(WHAT THE TASK ASKS)
For every line in the listing below that contains the word "closed", add one to the tally. State the final number and nothing else.

··· TASK MATERIAL ···

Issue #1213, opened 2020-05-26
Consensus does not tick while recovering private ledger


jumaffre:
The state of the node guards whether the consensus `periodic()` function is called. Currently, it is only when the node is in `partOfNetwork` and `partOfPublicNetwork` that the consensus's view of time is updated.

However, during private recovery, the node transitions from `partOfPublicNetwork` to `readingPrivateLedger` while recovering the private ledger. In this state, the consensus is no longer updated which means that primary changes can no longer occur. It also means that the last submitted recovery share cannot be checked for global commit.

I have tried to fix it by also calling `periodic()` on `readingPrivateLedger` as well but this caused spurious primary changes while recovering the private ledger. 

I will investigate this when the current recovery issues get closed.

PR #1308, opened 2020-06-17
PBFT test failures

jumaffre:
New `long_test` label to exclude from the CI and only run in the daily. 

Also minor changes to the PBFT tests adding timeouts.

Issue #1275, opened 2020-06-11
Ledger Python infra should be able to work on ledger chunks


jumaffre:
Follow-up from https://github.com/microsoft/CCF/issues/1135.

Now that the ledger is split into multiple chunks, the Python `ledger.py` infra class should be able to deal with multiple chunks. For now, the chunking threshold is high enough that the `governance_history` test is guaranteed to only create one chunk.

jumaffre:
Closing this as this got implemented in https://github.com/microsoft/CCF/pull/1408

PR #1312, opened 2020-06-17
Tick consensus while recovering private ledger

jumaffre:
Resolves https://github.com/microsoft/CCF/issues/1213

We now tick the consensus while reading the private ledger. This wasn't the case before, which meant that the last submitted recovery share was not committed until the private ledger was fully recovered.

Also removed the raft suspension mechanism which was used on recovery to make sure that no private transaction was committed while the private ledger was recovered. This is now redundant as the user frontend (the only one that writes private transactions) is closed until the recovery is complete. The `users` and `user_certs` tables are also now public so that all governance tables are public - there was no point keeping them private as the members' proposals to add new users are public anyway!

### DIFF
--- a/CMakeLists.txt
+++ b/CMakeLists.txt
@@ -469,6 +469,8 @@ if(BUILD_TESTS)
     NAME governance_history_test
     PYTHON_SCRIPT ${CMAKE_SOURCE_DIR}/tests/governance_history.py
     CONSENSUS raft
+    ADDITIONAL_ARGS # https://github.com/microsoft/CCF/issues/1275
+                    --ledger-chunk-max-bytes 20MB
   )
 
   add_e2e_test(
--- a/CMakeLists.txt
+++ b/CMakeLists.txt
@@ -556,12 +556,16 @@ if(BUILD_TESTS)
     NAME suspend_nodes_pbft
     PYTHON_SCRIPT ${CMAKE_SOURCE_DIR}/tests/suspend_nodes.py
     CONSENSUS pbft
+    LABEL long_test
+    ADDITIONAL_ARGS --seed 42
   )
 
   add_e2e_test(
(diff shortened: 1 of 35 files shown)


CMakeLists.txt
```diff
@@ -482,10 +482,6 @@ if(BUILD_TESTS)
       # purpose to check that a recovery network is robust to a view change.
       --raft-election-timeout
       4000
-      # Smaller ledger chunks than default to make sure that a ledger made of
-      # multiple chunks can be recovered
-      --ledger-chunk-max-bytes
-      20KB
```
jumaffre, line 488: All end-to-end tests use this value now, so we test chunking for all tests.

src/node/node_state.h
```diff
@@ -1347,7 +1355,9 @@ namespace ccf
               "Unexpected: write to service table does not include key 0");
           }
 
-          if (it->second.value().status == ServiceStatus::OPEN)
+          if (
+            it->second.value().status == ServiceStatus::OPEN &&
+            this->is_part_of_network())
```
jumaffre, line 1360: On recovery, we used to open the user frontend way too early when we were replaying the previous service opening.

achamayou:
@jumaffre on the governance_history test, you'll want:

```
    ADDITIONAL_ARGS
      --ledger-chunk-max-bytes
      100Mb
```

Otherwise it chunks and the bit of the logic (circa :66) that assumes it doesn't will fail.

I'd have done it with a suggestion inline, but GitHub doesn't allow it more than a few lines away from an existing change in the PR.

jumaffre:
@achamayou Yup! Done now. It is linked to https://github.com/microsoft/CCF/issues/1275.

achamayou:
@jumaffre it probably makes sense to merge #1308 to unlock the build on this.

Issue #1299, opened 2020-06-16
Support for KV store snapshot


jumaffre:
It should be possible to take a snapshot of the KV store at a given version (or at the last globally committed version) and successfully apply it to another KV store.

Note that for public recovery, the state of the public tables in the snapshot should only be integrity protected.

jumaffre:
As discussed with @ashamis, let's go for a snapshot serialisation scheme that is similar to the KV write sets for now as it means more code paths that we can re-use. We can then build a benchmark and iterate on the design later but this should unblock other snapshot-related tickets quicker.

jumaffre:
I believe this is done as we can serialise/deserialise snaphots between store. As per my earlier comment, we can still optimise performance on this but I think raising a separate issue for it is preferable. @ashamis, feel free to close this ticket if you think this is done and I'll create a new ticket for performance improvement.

···

(THE ANSWER)
2